See #1681 (comment) for why I don't think any solution to this problem is practical. However, I will be glad to at least review a PR (with tests) if you create one.

[pdscopes]

Thank you, @oleibman. Your comment in #1681 (comment) was insightful. I'll have a proper go at the PR for you to review.

[pdscopes]

@oleibman, sorry for the delay but I have now created the PR.

[oleibman]

You're off to a decent start, but there is much more work to do. I will be making suggestions here, but only one or two at a time in order to keep things manageable. My suggestions will probably at times appear nit-picky; please bear in mind that I am just trying to make sure that your solution is robust and secure.

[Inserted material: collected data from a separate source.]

PR #545, opened 2016-03-14
Spanish translation

abdielcs:
Added Spanish translation.

### DIFF
--- a/Resources/translations/VichUploaderBundle.es.yml
+++ b/Resources/translations/VichUploaderBundle.es.yml
@@ -1,0 +1,3 @@
+download: Descargar
+
+form.label.delete: Eliminar?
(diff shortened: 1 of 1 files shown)


Resources/translations/VichUploaderBundle.es.yml
```diff
@@ -0,0 +1,3 @@
+download: Descargar
+
+form.label.delete: Eliminar?
```
javiereguiluz: It should be: `¿Eliminar?`

abdielcs:
You're right, I already added the commit.

Resources/translations/VichUploaderBundle.es.yml
abdielcs: You're right, I already added the commit.

K-Phoen:
Thanks! :+1:

javiereguiluz:
@abdielcs thanks for the translation!

PR #725, opened 2017-06-14
[POC] Make yaml and annotations are optional

Koc:
Just proof of concept for now. Continuation of discussion https://github.com/dustin10/VichUploaderBundle/pull/711#issuecomment-307930721


Koc:
//cc @harmstyler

Your test works fine for a single-byte encoding like ISO-8859-*. I believe it will not work for a multi-byte encoding like UTF-16. So that's your next task.

We often prefer that tests don't require an external spreadsheet (or in this case html file). This would be an exception. I would like to see your html tests load an html file (in tests/data), rather than building the html in code and using coding in your test to change the character set. That extra code in the test is just a distraction, and makes it difficult to evaluate what your test is doing.

[oleibman]

Actually, hold off on doing anything for a day or two. I've looked at the code again and I think we can make this simpler for the ISO-8859 cases, and maybe for UTF-16 (which is supposed to use BOM and not specify charset in the html) as well. When I've finished my analysis, we can discuss next steps.

[oleibman]

Closed 4015, replaced it with 4019. My apologies for sending you on the wrong path, but analyzing your code helped me eliminate a blind spot that was preventing me from seeing the correct way to solve this problem. DOM loadhtml will correctly handle the charsets without our having to manipulate the data; the exception would be for data with no BOM and no charset attribute, where we want it to be UTF-8 and loadhtml wants it to be ISO-8859-1. By restricting our manipulations to those specific conditions, the code becomes a lot cleaner and we don't have to worry about any messy conversions.

[pdscopes]

Not a problem! I really like your end solution and I'm just glad to be part of what helped you see the blind spot.

If there is anything more I can do, please let me know but I'll assume no word means nothing needed.